Yet, the biggest challengethe most global challengeremains the evil twins of climate
change and ocean acidification.
"This may be the hardest and yet most important part of slowing marine defaunation,"
said McCauley. "Big marine protected areas and smart harvest policy isn't going to do us
any good if we cook and acidify ocean habitats. By some measures climate change is
going to be harder on marine animals than it is on terrestrial fauna."

Scientists especially fear for coral reefs as the world's oceans both heat up and acidify.
Research has shown also that a number of shell-dependent invertebrates could be
hugely impacted by ocean acidification, which is happening at a faster rate than anytime
in the last 300 million years. Ocean acidification may also screw with the behaviors of
many marine species, including fish.

"Yet, marine animals are already exhibiting some impressive potential to adapt to this
change," noted McCauley. "If we can slow rates of ocean warming and acidification, even
a bit, we buy these animals more time to adapt and can do a lot to help protect the
intrinsic resiliency of the oceans."
This means rapidly curtailing global greenhouse gas emissions, which continue to rise
despite decades of research and warnings.

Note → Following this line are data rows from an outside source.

PR #81, opened 2023-11-06
Expose the `fn execute_with`

kvinwang:
Phala's ink contract needs some extra setup. Like below code:
```Rust
        #[drink::test]
        fn deploy_and_call_http_get() -> Result<(), Box<dyn std::error::Error>> {
            use drink_pink_runtime::PinkRuntime;
            let checker_bundle = BundleProvider::local()?;
            let mut session = Session::<PinkRuntime>::new()?;
            session.execute_with(|| {
                PinkRuntime::setup_cluster().expect("Failed to setup cluster");
            });
            let checker =
                session.deploy_bundle(checker_bundle, "default", NO_ARGS, vec![], None)?;
            let (status, _body): (u16, String) = session.call_with_address(
                checker.clone(),
                "http_get",
                &["\"https://httpbin.org/get\""],
                None,
            )??;
            assert_eq!(status, 200);
     }
```

So, is it OK to export the function `execute_with`?

### DIFF
--- a/drink/src/chain_api.rs
+++ b/drink/src/chain_api.rs
@@ -81,6 +81,11 @@ pub trait ChainApi<R: Runtime> {
 
     /// Reset the events of the current block.
     fn reset_current_block_events(&mut self);
+
+    /// Execute the given closure with the inner externallities.
+    ///
+    /// Returns the result of the given closure.
+    fn execute_with<T>(&mut self, execute: impl FnOnce() -> T) -> T;
 }
 
 impl<R: Runtime> ChainApi<R> for Sandbox<R> {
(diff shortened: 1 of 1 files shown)


pmikolajczyk41 (changes requested):
generally, sure, I don't see any problems with that :ok_hand: 

however, please forgive me nitpicking, but I'd rather move this to `ChainApi` so that you can access this functionality from a `Session` object indirectly through `chain_api()` method

if that poses any implementation troubles, just let me know and I will help you with it :)

kvinwang:
> however, please forgive me nitpicking, but I'd rather move this to `ChainApi` so that you can access this functionality from a `Session` object indirectly through `chain_api()` method

Sounds good. I've moved it to `ChainApi`.

pmikolajczyk41 (approved):
thanks!

PR #83, opened 2018-10-18
Fallback support for protobuf requests.

michax:
### Problem

Some openapi endpoints don't support protobuf (at this point only one).

### Solution

If protobuf is not supported by specific endpoint, try to subscribe using default json format.
Do it only once per subscription instance.

### DIFF
--- a/src/openapi/streaming/subscription.js
+++ b/src/openapi/streaming/subscription.js
@@ -34,6 +34,9 @@ const DEFAULT_REFRESH_RATE_MS = 1000;
 const MIN_REFRESH_RATE_MS = 100;
 
 const FORMAT_PROTOBUF = 'application/x-protobuf';
+const FORMAT_JSON = 'application/json';
+
+const ERROR_UNSUPPORTED_FORMAT = 'UnsupportedSubscriptionFormat';
 
 const LOG_AREA = 'Subscription';
 
@@ -287,7 +290,7 @@ function onSubscribeSuccess(referenceId, result) {
  * Called when a subscribe errors
  * @param response
  */
-function onSubscribeError(referenceId, response) {
+function onSubscribeError(referenceId, body) {
     if (referenceId !== this.referenceId) {
         log.debug(LOG_AREA, 'Received an error response for subscribing a subscription that has afterwards been reset - ignoring');
         return;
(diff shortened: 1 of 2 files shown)


src/openapi/streaming/subscription.js
```diff
@@ -441,6 +457,12 @@ function Subscription(streamingContextId, transport, serviceGroup, url, subscrip
     }
     this.connectionAvailable = true;
 
+    // Defines current number of fallback requests done due to invalid format.
+    this.formatFallbackCount = 0;
+
+    // Defines maximums fallback requests possible for invalid format.
+    this.maxFormatFallbacks = 1;
```
michax: At the moment don't see a reason for falling back more then once as part of specific subscription instance. 
Maybe instead of counters, simple flag in such case would be enough?

Need to also check if modify can bring protobuf format once again. AFAIK, it shouldn't (should only override part of arguments). However it might by that GO store will still hold protobuf format and pass it over on modify. Will validate such case.

src/openapi/streaming/subscription.js
```diff
@@ -287,15 +290,15 @@ function onSubscribeSuccess(referenceId, result) {
  * Called when a subscribe errors
  * @param response
  */
-function onSubscribeError(referenceId, response) {
+function onSubscribeError(referenceId, body) {
```
lukeapage: I don't think this is body - its an object
```
{
    response: {},
    status: 404,
}
```
I know its ugly doing response.response - thats historical. I think I wanted 
```
{
  body,
  status,
}
```
being the response

src/openapi/streaming/subscription.js
```diff
@@ -287,15 +290,15 @@ function onSubscribeSuccess(referenceId, result) {
...
     if (referenceId !== this.referenceId) {
         log.debug(LOG_AREA, 'Received an error response for subscribing a subscription that has afterwards been reset - ignoring');
         return;
     }
 
     setState.call(this, STATE_UNSUBSCRIBED);
     log.error(LOG_AREA, 'An error occurred subscribing', {
-        response,
+        body,
```
lukeapage: again, response is used by lots of log messages, I'd rtaher not add a variation

src/openapi/streaming/subscription.js
lukeapage: I'm not sure we need anything?
We already explicitly only fallback if the format is protobuf and we fallback to json, so isn't that enough?

michax: Should be enough. Just wanted to guard against openapi issue where they would wrongly return UnsupportedSubscriptionFormat error. We had issues in auth, which spammed us with retries due to invalid constant auth errors from openapi. 

Howevere if you believe that in this case it's to much, i can drop it. It's for sure less probable issue to happen then what we encountered with auth retry loop.

PR #84, opened 2018-11-08
Add authorization error (401) limits to block infinite loop of auth token requests

michax:
Fix introduces guard for maximum authorization fails that can happen within defined period of time (with debounce).

So for example if specific authorization endpoint fails 3 times, where each fail was within 5s timeframe, we block further error handling for this endpoint, until more then 5s passes.
This blocks further loop of endpoint errors and oauth re-requests.

Generally, scenario being fixed here is edge case end should never happen by design. However we had cases where openapi errors caused specific endpoint to always return 401 when requested.
By desing, on our side, if authorization error is returned for specific endpoint (which my happen by design), we request fresh authorization token. However, if endpoint is broken, and returns 401 for valid, fresh authorization tokens, we were re-requesting tokesn forever. And this change guards against infinite requests.

### DIFF
--- a/src/openapi/transport/auth.js
+++ b/src/openapi/transport/auth.js
@@ -22,8 +22,10 @@ const DEFAULT_TOKEN_REFRESH_CREDDENTIALS = 'include';
 
 // Max request limits are used to block infinite loop of authorization requests after transport 401 errors, which my happen if given
 // endpoint for whatever reasons constantly returns 401 error status (despite correct fresh authorization token refresh).
-const DEFAULT_MAX_AUTH_ERRORS = 10;
-const DEFAULT_AUTH_ERRORS_CLEANUP_DEBOUNCE = 1000;
+const DEFAULT_MAX_AUTH_ERRORS = 3;
+
+// Debounce time in milliseconds.
+const DEFAULT_AUTH_ERRORS_CLEANUP_DEBOUNCE = 5000; // ms
 
 const TOKEN_BEARER = 'Bearer ';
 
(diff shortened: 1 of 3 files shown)


src/openapi/transport/auth.js
```diff
@@ -20,6 +20,11 @@ const DEFAULT_TOKEN_REFRESH_PROPERTY_NAME_EXPIRES = 'expiry';
 const DEFAULT_TOKEN_REFRESH_MARGIN_MS = 0;
 const DEFAULT_TOKEN_REFRESH_CREDDENTIALS = 'include';
 
+// Max request limits are used to block infinite loop of authorization requests after transport 401 errors, which my happen if given
+// endpoint for whatever reasons constantly returns 401 error status (despite correct fresh authorization token refresh).
+const DEFAULT_MAX_AUTH_ERRORS = 10;
```
michax: Add comment describing what specificly those defaults drive.  Probably could just copy jsdocs for related parameters.

michax: It would be also good to rename those consts and related variable to make clear distinction between failing auth request and failing specific endpoints with auth status code.

src/openapi/transport/auth.js
```diff
@@ -220,6 +241,9 @@ function onTransportError(oldTokenExpiry, result) {
  * @param {string|number} [options.expiry] - The expiry of that token, assumed to be absolute.
  * @param {number} [options.retryDelayMs] - The delay before retrying auth
  * @param {number} [options.maxRetryCount] - The maximum number of times to retry the auth url
+ * @param {number} [options.maxAuthErrors] - The maximum number of authorization errors that
+ *          can occur for specific endpoint within specific timeframe.
+ * @param {number} [options.authErrorsCleanupDebounce] - The debounce timeout used for clearing of authorization errors count.
```
jakubsadura: nit: can you add a note that this is in ms?

PR #87, opened 2019-01-08
feat: add Request ID from OpenAPI to error logging

jumoel:
Adds request ID passed from OpenAPI to the error logging.

Note: The header name might change after discussion with the OpenAPI teams.

Internal PR #: 30747

### DIFF
--- a/src/utils/fetch.js
+++ b/src/utils/fetch.js
@@ -137,7 +137,7 @@ export function convertFetchSuccess(url, body, timerId, result) {
             const correlation = result.headers.get('x-correlation') || '';
             
             // Form of correlation header is: {sessionId}#{AppId}#{requestId}#{serverDigits}
-            const [,,requestId] = correlation.split('#'); 
+            const requestId = correlation.split('#')[2]; 
 
             log.error(LOG_AREA, 'rejected server response', {
                 url,
--- a/src/utils/fetch.js
+++ b/src/utils/fetch.js
@@ -135,9 +135,9 @@ export function convertFetchSuccess(url, body, timerId, result) {
     if ((result.status < 200 || result.status > 299) && result.status !== 304) {
         convertedPromise = convertedPromise.then((newResult) => {
             const correlation = result.headers.get('x-correlation') || '';
-            
+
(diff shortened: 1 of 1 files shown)


src/utils/fetch.js
```diff
@@ -134,11 +134,13 @@ export function convertFetchSuccess(url, body, timerId, result) {
 
     if ((result.status < 200 || result.status > 299) && result.status !== 304) {
         convertedPromise = convertedPromise.then((newResult) => {
+            const requestId = parseInt(result.headers.get('x-request-id'), 10);
             log.error(LOG_AREA, 'rejected server response', {
                 url,
                 body,
                 status: newResult.status,
                 response: newResult.response,
+                requestId: isNaN(requestId) ? null : requestId,
```
michax: Nitpick. 
What do you think about not including **requestId** at all if it's not part of a header or is nan? 
Will make a error logging payload a little bit smaller.

michax:
Dev tested and reviewed. Looks/works fine.

src/utils/fetch.js
jumoel: Does the existence of the field (even if empty) make a deep dive through logs easier? I haven't had the need yet, so I don't know the possible shortcomings of our tools :)

My thought process was to aid in inspection capability (because that's what logs are for), but if theres no difference, then performance obviously wins.

michax: Yeah, null might be beneficial to detect that we indeed report it but it was empty. Otherwise there will be distinction between old code version which didn't include it at all. 

Let's leave it.

jumoel:
@michax @lukeapage How do you feel about merging this now?

It means the internal PR can be tested and perhaps merged. The result would be empty request IDs in the logs, until the API changes have been deployed.

michax:
> @michax @lukeapage How do you feel about merging this now?
> 
> It means the internal PR can be tested and perhaps merged. The result would be empty request IDs in the logs, until the API changes have been deployed.

@jumoel Will do some quick dev testing for exceptions. Code looks fine from my side. If no objections from @lukeapage I can merge it and prepare release build for you after dev testing.

PR #91, opened 2019-01-14
Default body to empty object for PATCH requests without body.

michax:
Change: Default body to empty object for PATCH requests without body

Reason: Some proxies and default configs for CDNs like Akamai have issues with accepting PATCH with content-length: 0.

### DIFF
--- a/src/utils/fetch.js
+++ b/src/utils/fetch.js
@@ -149,14 +149,14 @@ export function convertFetchSuccess(url, body, timerId, result) {
 }
 
 function getBody(method, options) {
-    if (!options) {
-        return null;
-    }
-
     // If PATCH without body occurs, create empty payload.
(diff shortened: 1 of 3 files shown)


src/utils/fetch.js
```diff
@@ -148,6 +148,20 @@ export function convertFetchSuccess(url, body, timerId, result) {
...
 
+function getBody(method, options) {
+    if (!options) {
+        return null;
+    }
+
+    // If PATCH without body occurs, create empty payload.
+    // Reason: Some proxies and default configs for CDNs like Akamai have issues with accepting PATCH with content-length: 0.
+    if (method === 'PATCH' && !options.body && !options.useXHttpMethodOverride) {
+        return {};
```
michax: Empty object seems like safest option here. It's what openapi does in explorer. This also enforcers json format, which some endpoints expect. 

Will syncup with openapi if something might potentially break if we send just string with empty space.

However at this point this is the safest option.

But, ocean conservation also suffers from a lack of direct contact with most people.
"What is out of sight is often out of mind," he said. "If monarchs stop appearing in your
backyard, alarm bells ring, and that becomes the stuff of local newspaper headlines. We
pay attention to defaunation when it occurs in the terrestrial ecosystems that we hike in,
garden in, and camp in. We are doing a much less good job of tracking defaunation and
responding to defaunation in the oceans because it is simply such a foreign environment
to so many of us."
On a positive note, though McCauley said there was time remaining to save the vast
majority of the ocean's species, including its megafauna.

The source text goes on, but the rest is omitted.